To bootstrap Nomad’s ACL system with the initial management token, you can use Nomad’s API and TerraCurl. TerraCurl is useful in this scenario because the Nomad Terraform provider does not support this bootstrapping functionality. You can write the TerraCurl resource to bootstrap the Nomad ACL system. There is a file in the 1-nomad-infrastructure directory called nomad.tf that includes the following code:

nomad.tf

resource "terracurl_request" "bootstrap_acl" {
  method         = "POST"
  name           = "bootstrap"
  response_codes = [200, 201]
  url            = "http://${aws_instance.nomad_servers.public_ip}:4646/v1/acl/bootstrap"
}

This code makes a POST API call to the Nomad server using the public IP address that was assigned to the VM during creation. It uses Terraform’s interpolation and joins that to the Nomad API endpoint /v1/acl/bootstrap to make the call. This resource tells Terraform to expect either a 200 or 201 response code from the API call or Terraform will fail. The response body from the API call is stored in state.

»Terraform outputs

In order to provide some of the computed values to other workspaces, you need to output them. To do this, create a file called outputs.tf in the same directory as above and insert the following code:

outputs.tf

output "nomad_server_public_ip" {
  value = aws_eip.nomad_server.public_ip
}
 
output "nomad_server_private_ip" {
  value = aws_instance.nomad_servers.private_ip
}
 
output "nomad_clients_private_ips" {
  value = aws_instance.nomad_clients.*.private_ip
}
 
output "nomad_clients_public_ips" {
  value = aws_instance.nomad_clients.*.public_ip
}
 
 
output "terraform_management_token" {
  value     = nomad_acl_token.terraform.secret_id
  sensitive = true
}
 
output "nomad_ui" {
  value = "http://${aws_eip.nomad_server.public_ip}:4646"
}

The directory structure should now look like this:

├── 1-nomad-infrastrcuture
│         ├── anonymous-policy.hcl
│         ├── backend.tf
│         ├── client-policy.hcl
│         ├── clients.sh
│         ├── compute.tf
│         ├── network.tf
│         ├── nomad-client-vault-backup.sh
│         ├── nomad.tf
│         ├── outputs.tf
│         ├── providers.tf
│         ├── servers.sh
│         └── variables.tf
├── 2-nomad-configuration
│         ├── backend.tf
└── 3-nomad-job-example-deployment
          └── backend.tf

3 directories, 14 files

Now you can run terraform plan and terraform apply to create these resources.

»In the next blog

This blog post showed how to deploy the infrastructure required to run Vault on Nomad.
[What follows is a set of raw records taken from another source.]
Issue #480, opened 2019-10-09
CAPO Release v0.2.0


sbueringer:
Hi,

I would propose releasing a v0.2.0 version of CAPO after these 3 PRs are merged:
* [x] [LeaderElectionID should be unique](https://github.com/kubernetes-sigs/cluster-api-provider-openstack/pull/479)
* [x] [Pr use existing networks](https://github.com/kubernetes-sigs/cluster-api-provider-openstack/pull/477)
* [x] [Generate seperate multi-node and single-node yaml](https://github.com/kubernetes-sigs/cluster-api-provider-openstack/pull/476)
* [x] Release image (https://github.com/kubernetes/k8s.io/pull/433)
* [x] Finalize doc (https://github.com/kubernetes-sigs/cluster-api-provider-openstack/pull/488)
* [x] Add CAPO to cluster api book (https://github.com/kubernetes-sigs/cluster-api/pull/1661)

@jichenjc @hidekazuna @prankul88 
What do you think? We can always release follow-up patch releases

The process is more or less opening a PR to publish our staging images to the production buckets.

prankul88:
Sounds Good to me!

jichenjc:
the plan works for me  :)

hidekazuna:
Good to me, too.

PR #488, opened 2019-10-26
finalize doc & examples for v0.2.0

sbueringer:
Finalizes doc & examples for v0.2.0

See also https://github.com/kubernetes-sigs/cluster-api-provider-openstack/issues/480

### DIFF
--- a/examples/cluster/multi-node/cluster.yaml
+++ b/examples/cluster/multi-node/cluster.yaml
@@ -9,7 +9,7 @@ spec:
     services:
       cidrBlocks: ["10.96.0.0/12"]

It covered some Terraform directory structure concepts and how they relate to workspaces. It also covered deploying and configuring Nomad, as well as Nomad ACLs. Part 2 of this blog series will look at deploying Vault as a Nomad job and configuring it, while Part 3 will explore deploying some automation to assist in the day-to-day operations of Vault.